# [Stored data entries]
____________

PR #488, opened 2024-11-01
feat(uriScheme): Added the support for url without http/https prefix

### LINKED ISSUE #487: Issue: Lack of Support for URL Scheme Without HTTP/HTTPS Prefix
### Tell us about the task you want to perform and are unable to do so because the feature is not available

I want to test APIs on my local server using the URL format localhost:3000 (without http://). Currently, API Dash does not support this format and returns an error, making it inconvenient to test APIs locally without explicitly adding the http:// prefix.

### Describe the solution/feature you'd like us to add

Add support for URLs using the localhost:3000 format, allowing users to enter URLs without needing the http:// scheme prefix. This feature would streamline the testing process by accepting both localhost:3000 and http://localhost:3000 as valid inputs, similar to how tools like Postman handle local URLs.

### Any other feedback you would like to provide regarding the site

API Dash is a great tool for testing APIs, and adding this small but useful feature would further enhance usability, especially for developers working in local development environments. Thank you for considering this improvement!

### Screenshot of the issue
Screenshot 2024-11-01 at 5 16 15 AM
Screenshot 2024-11-01 at 5 16 26 AM

userAdityaa:
## PR Description
This PR addresses the issue where URLs without an explicit HTTP or HTTPS scheme (such as localhost:3000) were not being recognized as valid requests. Previously, users needed to specify a full URL with a prefix (http:// or https://) to ensure the application processed it correctly. This PR implements a fallback mechanism to add a default scheme (HTTP) when a URL scheme is missing, improving usability and supporting more flexible URL inputs.
_Add your description_

## Related Issues
- Closes #487 

## Screenshot
Screenshot 2024-11-01 at 3 56 52 PM

### Checklist

### DIFF
--- a/packages/apidash_core/lib/consts.dart
+++ b/packages/apidash_core/lib/consts.dart
@@ -4,8 +4,13 @@ enum HTTPVerb { get, head, post, put, patch, delete }
 
 enum FormDataType { text, file }
 
-const kSupportedUriSchemes = ["https", "http"];
+enum SupportedUriSchemes { https, http }
+
+final kSupportedUriSchemes =
+    SupportedUriSchemes.values.map((i) => i.name).toList();
 const kDefaultUriScheme = "https";
+final kLocalhostRegex = RegExp(r'^localhost(:\d+)?(/.*)?$');
+
 const kMethodsWithBody = [
   HTTPVerb.post,
   HTTPVerb.put,
--- a/packages/apidash_core/lib/utils/uri_utils.dart
+++ b/packages/apidash_core/lib/utils/uri_utils.dart
@@ -29,9 +29,9 @@ String stripUrlParams(String url) {
   if (url == null || url == "") {
     return (null, "URL is missing!");
   }
-  final localhostRegex = RegExp(r'^localhost(:\d+)?(/.*)?$');
-  if (localhostRegex.hasMatch(url)) {
-    url = 'http://$url';
+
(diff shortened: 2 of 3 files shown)


userAdityaa:
Why is the defaultUriScheme set to https but not http ?

ashitaprasad:
@userAdityaa 
defaultUriScheme defaults to `https` as it is more oriented to test real endpoints.
Also, it is a user customizable property which can be changed via settings.

userAdityaa:
> @userAdityaa defaultUriScheme defaults to `https` as it is more oriented to test real endpoints. Also, it is a user customizable property which can be changed via settings.

Yes, I just show it after the my comment.

ashitaprasad:
The current approach is not correct and it will be better to have a regex based approach to check for localhost urls and take appropriate action.

userAdityaa:
> The current approach is not correct and it will be better to have a regex based approach to check for localhost urls and take appropriate action.

Ok, will look into it.

userAdityaa:
@ashitaprasad, Ready for review!

ashitaprasad:
testing is missing for this modification.

userAdityaa:
Hey @ashitaprasad, The test are added now. 
Screenshot 2024-11-02 at 6 56 58 PM

ashitaprasad:
Thanks for the PR 🚀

____________

# [Your instructions]
Exactness is what counts here: write out every record again.

# [Response to the task]
PR #488, opened 2024-11-01
feat(uriScheme): Added the support for url without http/https prefix

### LINKED ISSUE #487: Issue: Lack of Support for URL Scheme Without HTTP/HTTPS Prefix
### Tell us about the task you want to perform and are unable to do so because the feature is not available

I want to test APIs on my local server using the URL format localhost:3000 (without http://). Currently, API Dash does not support this format and returns an error, making it inconvenient to test APIs locally without explicitly adding the http:// prefix.

### Describe the solution/feature you'd like us to add

Add support for URLs using the localhost:3000 format, allowing users to enter URLs without needing the http:// scheme prefix. This feature would streamline the testing process by accepting both localhost:3000 and http://localhost:3000 as valid inputs, similar to how tools like Postman handle local URLs.

### Any other feedback you would like to provide regarding the site

API Dash is a great tool for testing APIs, and adding this small but useful feature would further enhance usability, especially for developers working in local development environments. Thank you for considering this improvement!

### Screenshot of the issue
Screenshot 2024-11-01 at 5 16 15 AM
Screenshot 2024-11-01 at 5 16 26 AM

userAdityaa:
## PR Description
This PR addresses the issue where URLs without an explicit HTTP or HTTPS scheme (such as localhost:3000) were not being recognized as valid requests. Previously, users needed to specify a full URL with a prefix (http:// or https://) to ensure the application processed it correctly. This PR implements a fallback mechanism to add a default scheme (HTTP) when a URL scheme is missing, improving usability and supporting more flexible URL inputs.
_Add your description_

## Related Issues
- Closes #487 

## Screenshot
Screenshot 2024-11-01 at 3 56 52 PM

### Checklist

### DIFF
--- a/packages/apidash_core/lib/consts.dart
+++ b/packages/apidash_core/lib/consts.dart
@@ -4,8 +4,13 @@ enum HTTPVerb { get, head, post, put, patch, delete }
 
 enum FormDataType { text, file }
 
-const kSupportedUriSchemes = ["https", "http"];
+enum SupportedUriSchemes { https, http }
+
+final kSupportedUriSchemes =
+    SupportedUriSchemes.values.map((i) => i.name).toList();
 const kDefaultUriScheme = "https";
+final kLocalhostRegex = RegExp(r'^localhost(:\d+)?(/.*)?$');
+
 const kMethodsWithBody = [
   HTTPVerb.post,
   HTTPVerb.put,
--- a/packages/apidash_core/lib/utils/uri_utils.dart
+++ b/packages/apidash_core/lib/utils/uri_utils.dart
@@ -29,9 +29,9 @@ String stripUrlParams(String url) {
   if (url == null || url == "") {
     return (null, "URL is missing!");
   }
-  final localhostRegex = RegExp(r'^localhost(:\d+)?(/.*)?$');
-  if (localhostRegex.hasMatch(url)) {
-    url = 'http://$url';
+
(diff shortened: 2 of 3 files shown)


userAdityaa:
Why is the defaultUriScheme set to https but not http ?

ashitaprasad:
@userAdityaa 
defaultUriScheme defaults to `https` as it is more oriented to test real endpoints.
Also, it is a user customizable property which can be changed via settings.

userAdityaa:
> @userAdityaa defaultUriScheme defaults to `https` as it is more oriented to test real endpoints. Also, it is a user customizable property which can be changed via settings.

Yes, I just show it after the my comment.

ashitaprasad:
The current approach is not correct and it will be better to have a regex based approach to check for localhost urls and take appropriate action.

userAdityaa:
> The current approach is not correct and it will be better to have a regex based approach to check for localhost urls and take appropriate action.

Ok, will look into it.

userAdityaa:
@ashitaprasad, Ready for review!

ashitaprasad:
testing is missing for this modification.

userAdityaa:
Hey @ashitaprasad, The test are added now. 
Screenshot 2024-11-02 at 6 56 58 PM

ashitaprasad:
Thanks for the PR 🚀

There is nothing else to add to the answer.